**TASK BRIEF:**
Take the listing below and print exactly the lines starting at the line containing "PR #5818, opened 2026-05-17" and ending at the line containing "This is my first", both ends included, and no others.
------ DATA EXTRACTS ------
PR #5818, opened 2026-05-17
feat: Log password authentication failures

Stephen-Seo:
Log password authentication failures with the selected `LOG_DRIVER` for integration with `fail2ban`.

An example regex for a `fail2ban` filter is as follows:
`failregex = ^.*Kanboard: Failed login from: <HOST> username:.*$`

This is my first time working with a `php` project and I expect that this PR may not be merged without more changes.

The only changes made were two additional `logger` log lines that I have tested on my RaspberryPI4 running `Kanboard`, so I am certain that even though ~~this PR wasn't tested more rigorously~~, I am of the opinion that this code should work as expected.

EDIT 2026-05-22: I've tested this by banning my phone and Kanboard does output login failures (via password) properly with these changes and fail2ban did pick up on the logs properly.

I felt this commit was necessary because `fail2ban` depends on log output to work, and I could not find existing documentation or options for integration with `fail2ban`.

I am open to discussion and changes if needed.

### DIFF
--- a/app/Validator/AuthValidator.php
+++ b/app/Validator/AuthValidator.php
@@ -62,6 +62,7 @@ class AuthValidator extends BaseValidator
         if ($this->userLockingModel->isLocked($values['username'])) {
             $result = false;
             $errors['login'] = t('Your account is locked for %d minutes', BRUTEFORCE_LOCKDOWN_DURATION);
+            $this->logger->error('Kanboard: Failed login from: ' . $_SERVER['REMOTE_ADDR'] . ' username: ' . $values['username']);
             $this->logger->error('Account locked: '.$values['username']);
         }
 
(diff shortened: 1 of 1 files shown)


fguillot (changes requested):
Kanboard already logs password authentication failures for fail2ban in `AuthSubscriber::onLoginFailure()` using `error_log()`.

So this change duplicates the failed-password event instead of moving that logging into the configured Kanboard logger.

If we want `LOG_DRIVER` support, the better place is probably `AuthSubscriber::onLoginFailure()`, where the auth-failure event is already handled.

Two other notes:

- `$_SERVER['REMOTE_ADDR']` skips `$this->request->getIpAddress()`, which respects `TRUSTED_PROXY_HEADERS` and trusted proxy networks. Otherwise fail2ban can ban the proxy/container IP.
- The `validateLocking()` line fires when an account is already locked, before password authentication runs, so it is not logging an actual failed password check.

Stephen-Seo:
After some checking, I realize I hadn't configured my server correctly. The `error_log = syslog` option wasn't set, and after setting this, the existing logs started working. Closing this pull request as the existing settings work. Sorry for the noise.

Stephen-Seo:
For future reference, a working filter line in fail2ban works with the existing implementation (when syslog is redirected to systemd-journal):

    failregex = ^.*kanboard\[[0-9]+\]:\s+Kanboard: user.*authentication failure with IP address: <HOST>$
------
------ DATA EXTRACTS ------
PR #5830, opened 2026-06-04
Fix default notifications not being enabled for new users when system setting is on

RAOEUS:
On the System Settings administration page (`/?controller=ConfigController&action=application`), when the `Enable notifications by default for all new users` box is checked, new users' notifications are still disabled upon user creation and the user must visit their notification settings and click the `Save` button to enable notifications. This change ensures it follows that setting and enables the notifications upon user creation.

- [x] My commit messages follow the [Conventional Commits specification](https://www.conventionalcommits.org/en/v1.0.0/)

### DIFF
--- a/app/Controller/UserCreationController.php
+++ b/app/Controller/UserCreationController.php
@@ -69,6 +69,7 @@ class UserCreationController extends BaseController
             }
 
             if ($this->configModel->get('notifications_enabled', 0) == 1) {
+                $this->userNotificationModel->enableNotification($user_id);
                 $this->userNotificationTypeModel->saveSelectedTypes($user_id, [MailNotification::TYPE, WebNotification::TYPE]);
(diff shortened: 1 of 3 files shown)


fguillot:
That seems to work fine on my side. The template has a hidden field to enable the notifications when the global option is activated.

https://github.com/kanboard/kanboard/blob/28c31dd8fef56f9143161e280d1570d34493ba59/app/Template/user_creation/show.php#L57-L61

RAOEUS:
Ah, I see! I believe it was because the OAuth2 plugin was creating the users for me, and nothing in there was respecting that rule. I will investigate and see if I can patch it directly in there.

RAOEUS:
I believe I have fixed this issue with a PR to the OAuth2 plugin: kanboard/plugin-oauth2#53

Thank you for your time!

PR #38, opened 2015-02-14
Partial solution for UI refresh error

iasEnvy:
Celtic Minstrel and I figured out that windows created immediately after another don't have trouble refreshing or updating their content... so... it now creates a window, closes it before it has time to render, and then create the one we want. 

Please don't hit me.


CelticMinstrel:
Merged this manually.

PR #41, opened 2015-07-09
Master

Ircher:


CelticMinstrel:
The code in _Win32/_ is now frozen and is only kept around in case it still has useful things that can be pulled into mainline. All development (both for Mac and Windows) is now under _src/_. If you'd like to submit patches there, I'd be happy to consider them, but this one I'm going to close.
------
------ DATA EXTRACTS ------
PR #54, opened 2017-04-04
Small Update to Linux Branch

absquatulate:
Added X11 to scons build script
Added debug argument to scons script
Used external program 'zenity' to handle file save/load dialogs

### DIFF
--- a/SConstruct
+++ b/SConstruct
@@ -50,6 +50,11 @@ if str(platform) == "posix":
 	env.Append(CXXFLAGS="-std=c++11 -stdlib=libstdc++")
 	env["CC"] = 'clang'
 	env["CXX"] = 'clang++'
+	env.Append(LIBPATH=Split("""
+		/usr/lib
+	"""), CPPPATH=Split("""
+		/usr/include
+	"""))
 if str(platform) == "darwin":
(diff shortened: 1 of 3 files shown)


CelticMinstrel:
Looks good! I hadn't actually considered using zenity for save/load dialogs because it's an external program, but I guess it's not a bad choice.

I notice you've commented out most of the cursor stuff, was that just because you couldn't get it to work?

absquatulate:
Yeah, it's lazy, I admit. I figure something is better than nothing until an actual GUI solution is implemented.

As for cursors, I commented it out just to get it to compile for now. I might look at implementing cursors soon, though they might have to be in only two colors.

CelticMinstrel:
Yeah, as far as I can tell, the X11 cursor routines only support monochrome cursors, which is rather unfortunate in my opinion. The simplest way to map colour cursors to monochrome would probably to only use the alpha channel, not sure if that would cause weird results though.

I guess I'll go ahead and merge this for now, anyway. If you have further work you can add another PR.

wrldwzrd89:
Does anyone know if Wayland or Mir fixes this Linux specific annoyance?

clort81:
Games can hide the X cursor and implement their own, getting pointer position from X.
------
**FINAL ANSWER:**
PR #5818, opened 2026-05-17
feat: Log password authentication failures

Stephen-Seo:
Log password authentication failures with the selected `LOG_DRIVER` for integration with `fail2ban`.

An example regex for a `fail2ban` filter is as follows:
`failregex = ^.*Kanboard: Failed login from: <HOST> username:.*$`

This is my first time working with a `php` project and I expect that this PR may not be merged without more changes.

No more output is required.